Suatu hal yang menarik, walaupun mereka bukan pedagang tetap, tetapi tidak pernah terjadi keributan mengenai lokasi tempat berjualan. Mereka akan menempati lahan-lahan yang kosong. Sepertinya, ada aturan atau norma-norma yang tidak tertulis mengenai masalah ini. Aturan atau norma-norma tersebut diatasi oleh semua komunitas yang ada di pasar.
Para pedagang yang turut mengambil bagian pada kegiatan pasar di Aceh dapat digolongkan menjadi tiga kelompok yaitu pedagang-pedagang lokal yang menetap (ditandai dengan warung/toko yang ditempati), pedagang-pedagang lokal (setempat) yang datang secara insidentil, dan pedagang-pedagang yang datang dari luar. Baik pendatang lokal dan pedagang pendatang tidak terkena batasan atau aturan tertentu. Mereka bersama barangnya bebas memasuki pasar dan berjualan di sana. Hanya saja, mereka tidak diperbolehkan berjualan barang yang dilarang seperti ganja, candu, dan sebagainya.
Selain pedagang pada setiap kegiatan pasar dijumpai pula sejumlah muge (perantara). Seperti juga pedagang, mereka ada yang berasal dari daerah yang bersangkutan dan tidak sedikit pula yang berasal dari luar daerah setempat. Muge-muge lokal umumnya bergerak dalam bidang barang-barang yang dihasilkan penduduk setempat, seperti buah-buahan, sayur-sayuran, dan sebagainya. Sedangkan muge luar, lebih banyak bergerak di dalam jual-beli ternak (hewan) atau muge ikan.

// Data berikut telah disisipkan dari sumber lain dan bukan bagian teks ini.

PR #124, opened 2019-04-25
exclude default route interface only

zshi-redhat:


ahalim-intel:
We might have interface used by host for other routes not necessarily the default route. Is it not safer to assume any interface has a route entry; regardless default or not, are in use? Have you come across on any issue?

zshi-redhat:
${title} is addressed in another [PR](https://github.com/intel/sriov-network-device-plugin/pull/156), closing this one.

PR #126, opened 2019-05-07
Add pci.ids.gz file to image to avoid downloading it at runtime

pliurh:
`ghw.PCI()` trys to download pci.ids.gz form Internet if it cannot be found locally. We should not assume the container always has Internet access available. 

Event when the container has Internet access, due to there is no ca certificates installed, the following error pops up.
"error discovering host network devicesdiscoverDevices(): error getting PCI info: Get https://pci-ids.ucw.cz/v2.2/pci.ids.gz: x509: certificate signed by unknown authority"

### DIFF
--- a/Dockerfile
+++ b/Dockerfile
@@ -10,6 +10,7 @@ RUN apk add --update --virtual build-dependencies build-base linux-headers && \
     make build
 
 FROM alpine
+ADD https://pci-ids.ucw.cz/v2.2/pci.ids.gz /usr/share/misc/pci.ids/
 COPY --from=builder /usr/src/sriov-network-device-plugin/build/sriovdp /usr/bin/
 WORKDIR /
 
--- a/Dockerfile
+++ b/Dockerfile
@@ -10,7 +10,7 @@ RUN apk add --update --virtual build-dependencies build-base linux-headers && \
     make build
 
 FROM alpine
-ADD https://pci-ids.ucw.cz/v2.2/pci.ids.gz /usr/share/misc/pci.ids/
+RUN apk add hwdata-pci
 COPY --from=builder /usr/src/sriov-network-device-plugin/build/sriovdp /usr/bin/
 WORKDIR /
 


Dockerfile
```diff
@@ -10,6 +10,7 @@ RUN apk add --update --virtual build-dependencies build-base linux-headers && \
     make build
 
 FROM alpine
+ADD https://pci-ids.ucw.cz/v2.2/pci.ids.gz /usr/share/misc/pci.ids/
```
ahalim-intel: Lets just install the package "hwdata-pci" instead.
`RUN apk add hwdata-pci`

pliurh: Fixed.

zshi-redhat: What is the equivalent package of hwdata-pci on centos or rhel?

ahalim-intel: @zshi-redhat "hwdata" should work on centos rhel. Looks like there's no hwdata-pci for centos which is a subpackage of hwdata in apk (include both pci.ids, usb.ids db). I suggested hwdata-pci for smaller image size.

zshi-redhat: @ahalim-intel thanks for checking it on centos!  sure, there is no problem using hwdata-pci for alpine image, just make sure that we'll have a equivalent package in RHEL so that it can be easily backported to openshift.

Dockerfile
```diff
@@ -10,6 +10,7 @@ RUN apk add --update --virtual build-dependencies build-base linux-headers && \
     make build
 
 FROM alpine
+RUN apk add hwdata-pci
```
zshi-redhat: Where will the package be installed, `/usr/share/misc/pci.ids/`?

ahalim-intel: > Where will the package be installed, `/usr/share/misc/pci.ids/`?

It will be installed at `/usr/share/hwdata/pci.ids`

Mmduh-483:
Downloading this package was causing the error attached in the image when using the daemonset with host ubuntu,
A workaround was to add the following code to line 17:
```
...
apk add ca-certificates
...
```
certificate err ubuntu

zshi-redhat:
> Downloading this package was causing the error attached in the image when using the daemonset with host ubuntu,
> A workaround was to add the following code to line 17:
> 
> ```
> ...
> apk add ca-certificates
> ...
> ```
> 
> To skip downloading it would be a better solution
> certificate err ubuntu

I was about to post the same result on centos:

```
[root]# kubectl logs kube-sriov-device-plugin-amd64-zbzw5 -n kube-system
I0528 11:02:22.997951   26315 manager.go:70] Using Kubelet Plugin Registry Mode
I0528 11:02:22.998424   26315 main.go:44] resource manager reading configs
I0528 11:02:22.998699   26315 manager.go:98] ResourceList: [{ResourceName:intel_sriov_netdevice Selectors:{Vendors:[8086] Devices:[154c 10ed] Drivers:[i40evf ixgbevf]}}]
I0528 11:02:22.998762   26315 main.go:60] Discovering host network devices
I0528 11:02:22.998776   26315 manager.go:179] discovering host network devices
E0528 11:02:23.256607   26315 main.go:62] error discovering host network devicesdiscoverDevices(): error getting PCI info: Get https://pci-ids.ucw.cz/v2.2/pci.ids.gz: x509: certificate signed by unknown authority
```
Maybe `hwdata` package is installed by default in `/usr/share/hwdata` not `/use/share/misc` which leads to downloading of the package again?

zshi-redhat:
Also in the `sriov-daemonset.yaml`, it mounts `/usr/share/hwdata` host path to container; perhaps we shall remove it if the `hwdata` is installed in the image?

ahalim-intel:
We need to remove the volume mount `/usr/share/hwdata` from `sriov-daemonset.yaml` as this will override the docker images internal `/usr/share/hwdata`. 
The "ghw" library looks into  `/usr/share/hwdata/` and  `/usr/share/misc/` for pci.ids database, if none found then it will proceed to download. 

So, if we install the hwdata package in docker image and remove the mount this issue should be gone.

Issue #13, opened 2016-12-21
Test code needed


karllark:
Setup test code in the astropy test format.  Existing test code could be used, but not sure.
Setup the continuous testing with travis as part of this.

PR #93, opened 2017-03-18
Travis ci setup

karllark:
Travis CI working!  
Closes issue #13.


beast/physicsmodel/helpers/hdfstore.py
```diff
@@ -1,27 +1,30 @@
...
-            hd['/subdir/table'] = d
-            hd['/subdir1/array'] = c
-            #check values
-            print hd.keys()
-            print hd['subdir/table']
-            print hd['subdir1/array']
-            hd.remove_node('/subdir1', recursive=True)
-
 """
+# this code block fails when 'python setup.py test' is run
```
mfouesneau: Switch to a code block so it still appears in the API doc.

beast/physicsmodel/stars/ezmist/simpletable.py
```diff
@@ -14,24 +14,27 @@
...
-    >>> t.set_alias('logL', 'logLLo')
-    # make a query on one or multiple column
-    >>> q = s.selectWhere('logT logL', '(J > 2) & (10 ** logT > 5000)')
-    # q is also a table object
-    >>> q.plot('logT', 'logL', ',')
-    # makes a simple plot
-    >>> s.write('newtable.fits')
-    # export the initial subtable to a new file
 """
+
```
mfouesneau: Same. I guess the >>> are telling the test to run it. I suppose the imports are missing or what?

beast/physicsmodel/helpers/hdfstore.py
karllark: This is the error that I get with this code.  Basically, it is running the code on the >>> lines and expecting the lines afterwards to be the output.   As this is not happening, it fails.  I thought the best solution would be to comment it out for now and come back and "fix" it.  Not quite sure what the fix is yet.  Better to get the travis ci working right now so that we have at least basic testing of the code.  Lots of documentation fixing needed anyway.

_________________________________________ [doctest] beast.physicsmodel.helpers.hdfstore __________________________________________
001 """ HDFStore
002 High level interface to PyTables for reading and writing structures to disk
003 Could work either as a (key, value) storage or as a classic tables.file.File object.
004     >>> import numpy as np
Expected:
        #make a store
        with HDFStore('tmp.hd5', mode='w') as hd:
            #make some variables
            d = {}
            d['a'] = np.arange(10, dtype=float)
            d['b'] = np.arange(10, dtype='int')
            c = np.random.normal(0, 1, (10, 10))
            d['c'] = c
            #put values into the store
            hd['/subdir/table'] = d
            hd['/subdir1/array'] = c
            #check values
            print hd.keys()
            print hd['subdir/table']
            print hd['subdir1/array']
            hd.remove_node('/subdir1', recursive=True)
Got nothing

beast/physicsmodel/helpers/hdfstore.py:4: DocTestFailure

beast/tools/helpers.py
```diff
@@ -355,12 +357,11 @@ def val_in_unit(varname, value, defaultunit):
...
     >>> print(val_in_unit('r', r, 'degree'))
-    # UserWarning: Variable r does not have explicit units. Assuming `degree`
-    <Quantity(0.5, 'degree')>
+    0.5 degree
 
     >>> r = 0.5 * unit['degree']
     >>> print(val_in_unit('r', r, 'degree'))
-    <Quantity(0.5, 'degree')>
+    0.5 degree
     """
```
karllark: Note the changes here.  I got this to work.  
Basically, the >>> lines are run and the result in on the next line.  I had to update as the result has to be exactly what is returned by the print statement.

karllark: More information: https://docs.python.org/2.7/library/doctest.html

beast/physicsmodel/helpers/hdfstore.py
karllark: Found a solution.  Will go through and fix.  If we just want an example in the documentation, but not to have doctest see if it produces correct results, use:

> Example::
>     import numpy as np
>     #make a store
>     with HDFStore('tmp.hd5', mode='w') as hd:
>         #make some variables
>         d = {}
>         d['a'] = np.arange(10, dtype=float)
>         d['b'] = np.arange(10, dtype='int')
>         c = np.random.normal(0, 1, (10, 10))
>         d['c'] = c
>         #put values into the store
>         hd['/subdir/table'] = d
>         hd['/subdir1/array'] = c
>         #check values
>         print hd.keys()
>         print hd['subdir/table']
>         print hd['subdir1/array']
>         hd.remove_node('/subdir1', recursive=True)

beast/tools/helpers.py
karllark: We can add python 3 tests once the beast code runs in python 3.  Can't do that yet.

karllark:
The "example::" format works with sphinx.  I have tested it.

PR #102, opened 2017-06-16
Code Corrections: SMC ExtCurve, Isochrone Min logAge

lcjohnso:
Two Edits:

1) SMC extinction curve (`Gordon03_SMCBar()`) -- and therefore `Gordon16_RvFALaw()` suffered from an implementation error concerning the application of C_4*F(x) term of the extinction curve.  When `draine_extend=False`, code was applying term to full UV portion of curve at lam < 2700 Ang (x > 3.7 um^-1) rather than only at x > 5.9 um^-1.  This error is caused by the `ind` index selection not being properly redefined for the `else` block. This plot to shows the effect of bug to the SMC curve, and the corrected version:
edit_smccurvecorrection

2) Minor edits to enable logA values down to 5.0 as allowed by MIST isochrones.

### DIFF
--- a/beast/physicsmodel/dust/extinction.py
+++ b/beast/physicsmodel/dust/extinction.py
@@ -406,9 +406,10 @@ class Gordon03_SMCBar(ExtinctionLaw):
                      ( ((xspluv) ** 2 - (x0 ** 2)) ** 2 + (gamma ** 2) *
                        ((xspluv) ** 2 ))
             
-            # FUV portion  
+        # FUV portion  
+        ind = np.where(x >= 5.9)
+        if np.size(ind) > 0:
             if draine_extend:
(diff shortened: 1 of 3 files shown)


karllark:
This looks good to me.  Good catch.
The failing travis-ci check is ok.  It is on the development version of astropy.  Probably should not be testing this with python 2.7.

galaxyumi:
Thanks for catching this, Cliff! I think this was from my local version of BEAST, which has been using the extinction curves (i.e., Draine curves) below the LyC regime all the time. So I did not worry about the else block. But this correction looks correct to me.

karllark:
Checked with regress_check.py and it looks good.  This change did not effect the phat_small test case.  Likely due to the wavelength of this change being at too short of a wavelength.

PR #103, opened 2017-06-16
Noise Model: shift to percentile-based calculation

lcjohnso:
I propose that the noise model calculation use a percentile-based method to estimate sigma instead of using the standard deviation of (Output-Input) values for the `toothpick` noise model.  This change was motivated by unrealistically large estimates of sigma obtained with the standard deviation, driven by non-gaussian outliers that created long low-amplitude tails to the (Output-Input) distribution of AST results.

In this pull request, I substitute a new `_compute_percentile_bins` function for the original `_compute_stddev_bins` function, where sigma = (p84-p16)/2.

Here are plots compare the old (top) and new (bottom) results for the noise model (red lines show median +/- 1 sigma envelopes) versus F475W AST results (blue), where y-axis shows Delta(mag) and x-axis shows F475W input flux:
noisemod-old_475
noisemod-new_475

Optional Future Additions:
1) Add keywords to relevant functions enabling a choice between the two methods.  Currently, the new percentile-based method simply replaces the stddev method for the toothpick model.
2) Implement more complex noise model that accounts for skew in (out-in) distribution.

### DIFF
--- a/beast/observationmodel/noisemodel/toothpick.py
+++ b/beast/observationmodel/noisemodel/toothpick.py
@@ -93,26 +93,17 @@ class MultiFilterASTs(NoiseModel):
             print(e)
             print('Warning: Mapping failed. This could lead to wrong results')
 
-    def _compute_stddev_bins(self, magflux_in, magflux_out, nbins=30,
-                             min_per_bin=5,
-                             completeness_mag_cut=80, name_prefix=None,
-                             asarray=False):
-        """
-        Alias of _compute_stddev_bins
-        """
-        return self._compute_stddev_bins(magflux_in, magflux_out,
-                                    nbins=nbins, min_per_bin=min_per_bin,
-                                    completeness_mag_cut=completeness_mag_cut,
-                                    name_prefix=name_prefix,
-                                    asarray=asarray)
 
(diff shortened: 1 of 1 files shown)


karllark:
I like this change and am in favor.

Looking at the code, it looks like most of `_compute_percentile_bins` is a copy of `_compute_stddev_bins.`  With only a few lines changed.  It would be much easier if the `_computer_stddev_bins` just had a keyword that affected those few lines instead of having lots of duplicate code.  The name of  the function could change to be more general if that would help.   Fewer lines of code to maintain then.
 
So, this is a request to have a single function to compute the 'stddev' values with an option to use the percentiles or the standard stddev equation.

lcjohnso:
Yes, the new function was just a clone of the stddev-based function.  I'm happy to combine into single function and push the update.

What should the default behavior and function name be?  Due to the known weakness of stddev, I propose primary functionality be percentile-based, provide stddev functionality as a keyword-accessible feature, and rename function more generally: `_compute_sigma_bins`.  How does that sound?

karllark:
This sounds great.  I like all the suggestions.

lcjohnso:
Requested edits complete!  Also included: edit docstrings, removal of old func alias.

Issue #44, opened 2017-02-22
Adjustable A(V), R(V), and f_A priors


karllark:
The A(V), R(V), and f_A priors are currently hard coded. They are:

A(V): flat
R(V) - f_A: triangular shape based on Gordon16 model - see BEAST paper
Better would be to have the form and necessary variables set in the datamodel.py file or something else. Something else may be better for eventual use by the megabeast.

Two motivations.

Provide flexibility for the input of the dust priors for BEAST runs
Provide flexibility for the eventual use of the BEAST dust physicsmodel by the MegaBEAST

karllark:
I am starting on this now.  Just a FYI.

Issue #43, opened 2017-02-22
Adjustable age, mass, and metallicity priors


karllark:
The age, mass, and metallicity priors are currently hard coded.  They are:
- age: constant star formation rate (linear age)
- mass: a Kroupa IMF
- metallicity: flat

Better would be to have the form and necessary variables set in the datamodel.py file or something else.  Something else may be better for eventual use by the megabeast.

Two motivations. 
- Provide flexibility for the input of the stellar priors for BEAST runs
- Provide flexibility for the eventual use of the BEAST stellar physicsmodel by the MegaBEAST

karllark:
Working on this during the BEAST HackDay.

Conversations have lead to the following plan.
Mass: pick an IMF, provide the parameters (e.g., Salpeter, Kroupa)
Age: n bins in log(age)
Metallicity: (more discussion) use metallicity grid and impose some kind of smoothness as a function of age would be good.  Will investigate.

PR #104, opened 2017-06-20
Adjust dust prior

karllark:
Full adjustable priors for the dust parameters A(V), R(V), and f_A.   This addresses issue #44.

There are 3 possible models - flat, lognormal, and two_lognormal.
Which model is used is controlled by variable in datamodel.py.

For example,
`av_prior_model = {'name': 'flat'}`
gives a flat prior between the min/max of the input A(V) range.
and 
`av_prior_model = {'name': 'lognormal', 'max_pos': 2.0, 'sigma': 1.0, 'N': 10.}`
gives a lognormal prior with a maximum at A(V) = 2.0 a width of 1.0 and a peak value of 10.  The peak value is not important for the BEAST, but will be used for the megaBEAST.

All three dust parameters can have priors.  Setting them all to 'flat' results in the previously hard-coded behavior.

These changes have been checked with the regress_check.py code.

In addition, minor updates in the long-term effort to make the code work in python 3.
Also, travis-ci testing updated to include the stable (not dev) version of astropy and newer versions of numpy.  This solves the failure for the astropy dev version.


karllark:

Pada saat uroe gantoe kondisi pasar di Aceh tampak lebih ramai. Selain barang-barang kebutuhan sehari-hari mulai dari sayuran, rempah-rempah beras, buah-buahan, cabai, minyak tanah, garam sampai dengan pecah belah, obat-obatan, dan bahan pakaian. Selain itu, pasar hewan juga dilaksanakan hanya pada hari uroe gantoe. Para penjual barang-barang ini biasanya pria, sedangkan para wanita menjual sayur-mayur, kue, rempah-rempah.

Penutup
Setiap manusia memiliki keterbatasan. Ia tidak mampu memenuhi setiap kebutuhan hidupnya. Salah satu upaya yang dilakukan adalah berinteraksi antar manusia. Pasar terbentuk dari keterbatasan manusia dalam memenuhi semua kebutuhan hidup. Pasar merupakan salah satu upaya manusia berinteraksi antar manusia dalam aspek ekonomi. Namun dalam perkembangannya, pasar juga merupakan tempat interaksi manusia secara sosial dan budaya. Hal ini tampak pada pasar yang ada di Banda Aceh.
Tantangan ke depan adalah bagaimana memberdayakan pasar yang di Aceh untuk memenuhi kebutuhan masyarakat. Di masa yang akan datang, pasar-pasar tradisional di daerah ini akan mengalami persaingan yang cukup ketat apabila daerah ini membuka diri terhadap pasar-pasar modern, seperti yang dialami beberapa daerah di Indonesia. Perlu dipikirkan bagaimana mempertahankan pasar tradisional, tetapi tetap membuka diri terhadap masuknya pasar modern dalam rangka mempercepat pembangunan di Aceh.

Daftar Bacaan
Dinas Perindustrian dan Perdagangan Prov. NAD. 2005.Statitik Industri dan Perdagangan Prov. NAD tahun. Banda Aceh: Dinas Perindustrian dan Perdagangan Prov. NAD.
Karimuddin Hasybullah. 1977. “Uroe Gantoe (Pasar Mingguan) di Aceh Besar”. Dalam Segi-segi Sosial Budaya Masyarakat Aceh. Alfian (ed). Jakarta: LP3ES
Mari Elka Pangestu. Tt. Pemberdayaan Pasar Tradisional (dalam rangka Peningkatan Daya Saing Pasar Tradisional) Untuk mewujudkan Pasar Tradisional sebagai Pasar yang Bersih, Aman, dan Nyaman. Jakarta: Departemen Perdagangan.